Note: Lack of native delete tracking means you must plan for soft deletes or tombstones.
5.2.5 General Guidance
- Start small and simple: use Temporal Tables if all you need is history.
- For ETL or warehouse sync, prefer SQL Server CDC.
- For real-time microservices, adopt Debezium + Kafka with outbox.
- For Azure serverless workloads, lean into Cosmos DB Change Feed.
Pro Tip: Resist the temptation to over-engineer. A local ERP system does not need Kafka. Conversely, a multinational e-commerce platform should not rely solely on polling CDC tables.

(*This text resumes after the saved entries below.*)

PR #266, opened 2019-12-17
Normalise filepaths to match haskell-lsp 0.19

cocreature:
haskell-lsp 0.19 has started to normalise file paths completely so we
need to make sure that NormalizedFilePath agrees with that, otherwise,
we get a bunch of test failures on the daml repo (they are not
specific to DAML, but atm ghcide CI does not run windows).

### DIFF
--- a/src/Development/IDE/Types/Location.hs
+++ b/src/Development/IDE/Types/Location.hs
@@ -30,7 +30,6 @@ import Data.Maybe as Maybe
 import Data.Hashable
 import Data.String
 import System.FilePath
-import System.Info.Extra
 import qualified Language.Haskell.LSP.Types as LSP
 import Language.Haskell.LSP.Types as LSP (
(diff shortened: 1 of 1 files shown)


src/Development/IDE/Types/Location.hs
```diff
@@ -50,24 +50,7 @@ instance IsString NormalizedFilePath where
 
 toNormalizedFilePath :: FilePath -> NormalizedFilePath
 toNormalizedFilePath "" = NormalizedFilePath ""
```
aherrmann-da: Is this special case still correct?

cocreature: Yes, otherwise this will be normalized to `"."`which is not what we want.

cocreature: I’ve added a comment to that effect.

PR #267, opened 2019-12-17
Fix #248 and #250

### LINKED ISSUE #248: Hover does not work for type constructors
... as demonstrated by the test titled *type constructor*.

### LINKED ISSUE #249: Hover / goto def do not work for symbols from external packages
... as documented by the tests titled *type constructor from other package* and *value from other package*.

### LINKED ISSUE #250: Hover does not work for classes
... as documented by the tests named *class in instance declaration* and *class in signature*.

jacg:
This fixes hover for types, classes and type variables.

Information about spans includes a `Maybe Type` which is `Just` for data-level
expressions and `Nothing` for type-level expressions.

`AtPoint.atPoint` which is the oddly-named function responsible for constructing
hover information, runs in the `Maybe` monad, and aborted at the first sight of
a `Nothing`, thus producing no hover information for type-level spans.

In the process of fixing this, I have refactored the function to

+ separate the construction of data-level and type-level hover info

+ make the components that make up the hover info (and their construction) more
  clear

I can see plenty little improvements that could be made to the functionality of
the code (and lots that could be made to its organization), but the most
important fixes of the basic missing functionality are here.

Fix #248
Fix #250

### DIFF
--- a/src/Development/IDE/Spans/AtPoint.hs
+++ b/src/Development/IDE/Spans/AtPoint.hs
@@ -46,7 +46,7 @@ gotoDefinition
   -> Position
   -> m (Maybe Location)
 gotoDefinition getHieFile ideOpts pkgState srcSpans pos =
-  locationsAtPoint getHieFile ideOpts pkgState pos srcSpans
+  listToMaybe <$> locationsAtPoint getHieFile ideOpts pkgState pos srcSpans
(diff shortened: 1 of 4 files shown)


jacg:
Issues #273 and #274 opened as requested.

Issue #273, opened 2019-12-18
Display kinds in hover info for type-level symbols


jacg:
In other words, the TODO at https://github.com/digital-asset/ghcide/blob/bbb75c2f95ca209db32defb2c10972968d4c829d/src/Development/IDE/Spans/AtPoint.hs#L69

jneira:
The kind is already displayed in type info so closing

PR #275, opened 2019-12-18
Add tests for #237: kinds in hover info

jacg:


jacg:
The original title incorrectly identified the issue as 237, but in reality it is #273!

6 Conclusion: The Future is Event-Driven
Capturing change data isn’t just about compliance checkboxes or analytics refreshes. It’s about building trustworthy systems that can evolve, scale, and integrate without breaking.
We began by exposing the cracks in traditional architectures: dual writes, trigger-based auditing, and heavy analytical queries on OLTP systems. We then explored SQL Server’s in-database toolset, from lightweight Change Tracking to Temporal Tables and CDC. Next, we shifted to the streaming revolution with Debezium and Kafka, and Cosmos DB’s Change Feed for cloud-native scenarios. Finally, we translated these into production-ready .NET playbooks: immutable audit logs, resilient integration pipelines, robust error handling, and CQRS read models.
The key takeaway is simple: Move beyond fragile shortcuts. Adopt patterns that make change data durable, ordered, and replayable. Use them as a foundation for auditing, CQRS, analytics, and more.
As .NET architects, embracing change data streams unlocks more than compliance—it enables innovation. From real-time machine learning feature engineering to operational dashboards and predictive analytics, these streams become the nervous system of modern digital enterprises.
The future is event-driven. The sooner you make change data a first-class citizen in your architecture, the sooner your systems can deliver on the promise of resilience and trust.